Every line holding "shown" should be copied from the records below.

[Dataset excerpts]
________________

PR #385, opened 2015-12-10
Allow ProjectTask to be serializable

matthias-ronge:
ProjectTask is referenced from Serializable class ProjectStatusDataTable.

### DIFF
--- a/Goobi/src/org/goobi/production/chart/ProjectTask.java
+++ b/Goobi/src/org/goobi/production/chart/ProjectTask.java
@@ -1,4 +1,7 @@
 package org.goobi.production.chart;
+
+import java.io.Serializable;
+
 /**
  * This file is part of the Goobi Application - a Workflow tool for the support of mass digitization.
  * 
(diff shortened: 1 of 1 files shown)


henning-gerhardt:
Which kind of error did you try to fix?

henning-gerhardt:
Ok, but one last question: Should
```java
private static final long serialVersionUID = 1L;
```
contain an other value as `1L`? As far as I know this values are generated in some way.

henning-gerhardt:
I found some more serializeable classes:
- Goobi/src/org/goobi/production/model/bibliography/course/Course.java
- Goobi/src/de/sub/goobi/metadaten/copier/DataCopyrule.java
- Goobi/src/de/sub/goobi/persistence/BatchDAO.java
- Goobi/src/de/sub/goobi/helper/exceptions/GUIExceptionWrapper.java
- Goobi/src/de/sub/goobi/helper/ProjectHelper.java

with the `1L` value. So fixing this should occur for all this places.

PR #386, opened 2015-12-10
Remove always true condition

matthias-ronge:
Condition is known to be always true in current implementation. Was replaced by assertion which will not execute unless the flag is explicitly set.

### DIFF
--- a/Goobi/src/de/sub/goobi/helper/tasks/EmptyTask.java
+++ b/Goobi/src/de/sub/goobi/helper/tasks/EmptyTask.java
@@ -481,11 +481,8 @@ public class EmptyTask extends Thread implements INameableTask {
 	 *            the tasks progress
 	 */
 	public void setProgress(int progress) {
-		if (progress >= 0 || progress <= 100) {
-			this.progress = progress;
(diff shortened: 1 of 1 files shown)


henning-gerhardt:
It is now needed to run Goobi application with -ea flag to get assertion error message?

matthias-ronge:
Yes, you need the flag `-ea` within the JVM start options to enable assertions. The idea is to have all of these checks (that can only be fixed by modifying the source code if they fail) only executing during development, and being skipped in productive environment.

henning-gerhardt:
I'm unsure with this change. There are no tests and only current usage of this class provides no error. 

If somebody use this method with wrong values at runtime there is no error thrown and maybe other code depends on correct values (in this case between 0 and 100).

@stweil and / or @claussni : any comments on this?

matthias-ronge:
Percentage is generated within code. There is no way to use the method with a wrong value aside from programming something new.

henning-gerhardt:
As nobody else complain, I will merge this pull request as I know now that this change will hurt us in future.

PR #387, opened 2015-12-10
Add hashCode() function for HistoryEvent

matthias-ronge:
HistoryEvent defines `equals()` but lacks a corresponding `hashCode()`.


henning-gerhardt:
At least Batch class and maybe more bean classes needs a hashCode() method too.

henning-gerhardt:
Fast grep on bean classes offer only Batch class with missing `hashCode()` method if `equals()` method is existing. Could be fixed in a separate pull request or this should be renamed.

matthias-ronge:
To be fixed separately…

PR #1402, opened 2018-04-17
Hibernate without ssl

henning-gerhardt:
Flyway on Travis throws ugly messages

```
Establishing SSL connection without server's identity verification is not recommended. According to MySQL 5.5.45+, 5.6.26+ and 5.7.6+ requirements SSL connection must be established by default if explicit option isn't set. For compliance with existing applications not using SSL the verifyServerCertificate property is set to 'false'. You need either to explicitly disable SSL by setting useSSL=false, or set useSSL=true and provide truststore for server certificate verification.
```
on every run. For now I'm disabling SSL access for flyway and normal database access. Changing this values from `false` to `true` re-enable it on established secure connections.

### DIFF
--- a/Kitodo/src/main/resources/hibernate.cfg.xml
+++ b/Kitodo/src/main/resources/hibernate.cfg.xml
@@ -24,12 +24,17 @@
         <property name="hibernate.connection.driver_class">com.mysql.jdbc.Driver</property>
 
         <property name="hibernate.connection.url">
-            jdbc:mysql://localhost/kitodo
+            jdbc:mysql://localhost/kitodo?useSSL=false
         </property>
         <property name="hibernate.connection.username">kitodo</property>
         <property name="hibernate.connection.password">kitodo</property>
         <property name="hibernate.connection.autoReconnect">true</property>
         <property name="hibernate.connection.autoReconnectForPools">true</property>
+
+        <!-- SSL connection properties -->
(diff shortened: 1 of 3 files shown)


Kitodo/src/main/resources/hibernate.cfg.xml
```diff
@@ -24,13 +24,18 @@
...
         </property>
         <property name="hibernate.connection.username">kitodo</property>
         <property name="hibernate.connection.password">kitodo</property>
         <property name="hibernate.connection.autoReconnect">true</property>
         <property name="hibernate.connection.autoReconnectForPools">true</property>
 
+        <!-- SSL connection properties -->
+        <property name="hibernate.connection.requireSSL">false</property>
+        <property name="hibernate.connection.verifyServerCertificate">false</property>
+        <property name="hibernate.connection.useSSL">false</property>
```
Beacze: Why this property is defined here and also in the URL?

henning-gerhardt: It must be defined on both as it used in different ways inside Hibernate and it is depending on used MySQL Server version.

henning-gerhardt: Explanation: the value of the property is used on other places where the URL is not interpreted and the value in the URL is not set as property which is used on other places. So it must be defined on two places.

PR #1423, opened 2018-04-27
Add workflow id to task table

Beacze:
Needed to track changes done to tasks.

Depends on #1420

### DIFF
--- a/Kitodo/src/main/java/org/kitodo/workflow/model/beans/KitodoTask.java
+++ b/Kitodo/src/main/java/org/kitodo/workflow/model/beans/KitodoTask.java
@@ -17,6 +17,7 @@ import org.camunda.bpm.model.bpmn.instance.Task;
 
 public class KitodoTask {
 
+    private String workflowId;
     private String title;
     private Integer priority;
     private Integer ordering;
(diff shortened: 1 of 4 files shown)


Kitodo/src/main/java/org/kitodo/workflow/model/beans/KitodoTask.java
```diff
@@ -43,6 +44,7 @@
      *            * determined out of sequence flow
      */
     public KitodoTask(Task task, int ordering) {
+        this.workflowId = task.getId();
```
henning-gerhardt: You are sure that this assignment is correct? Should it not be `task.getWorkflowId()`?

Beacze: Yes, it is correct. Task object is a task from BPMN model (not our bean).

henning-gerhardt: This is a little bit confusing....

Beacze: I know but I can't change name of the class inside the bpmn model library.

PR #1429, opened 2018-05-02
Add copy constructor for Task and use it in BeanHelper

beatrycze-volk:


henning-gerhardt:
There are merge conflicts in

- Kitodo-DataManagement/src/main/java/org/kitodo/data/database/beans/Task.java
- Kitodo/src/main/java/de/sub/goobi/helper/BeanHelper.java

Please solve this conflicts.

PR #1434, opened 2018-05-03
Update template after diagram is updated

Beacze:
Depends on #1433


Beacze:
Work on this feature is right now paused so I close this PR.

________________

#### Worked solution:
(diff shortened: 1 of 1 files shown)
(diff shortened: 1 of 1 files shown)
(diff shortened: 1 of 3 files shown)
(diff shortened: 1 of 4 files shown)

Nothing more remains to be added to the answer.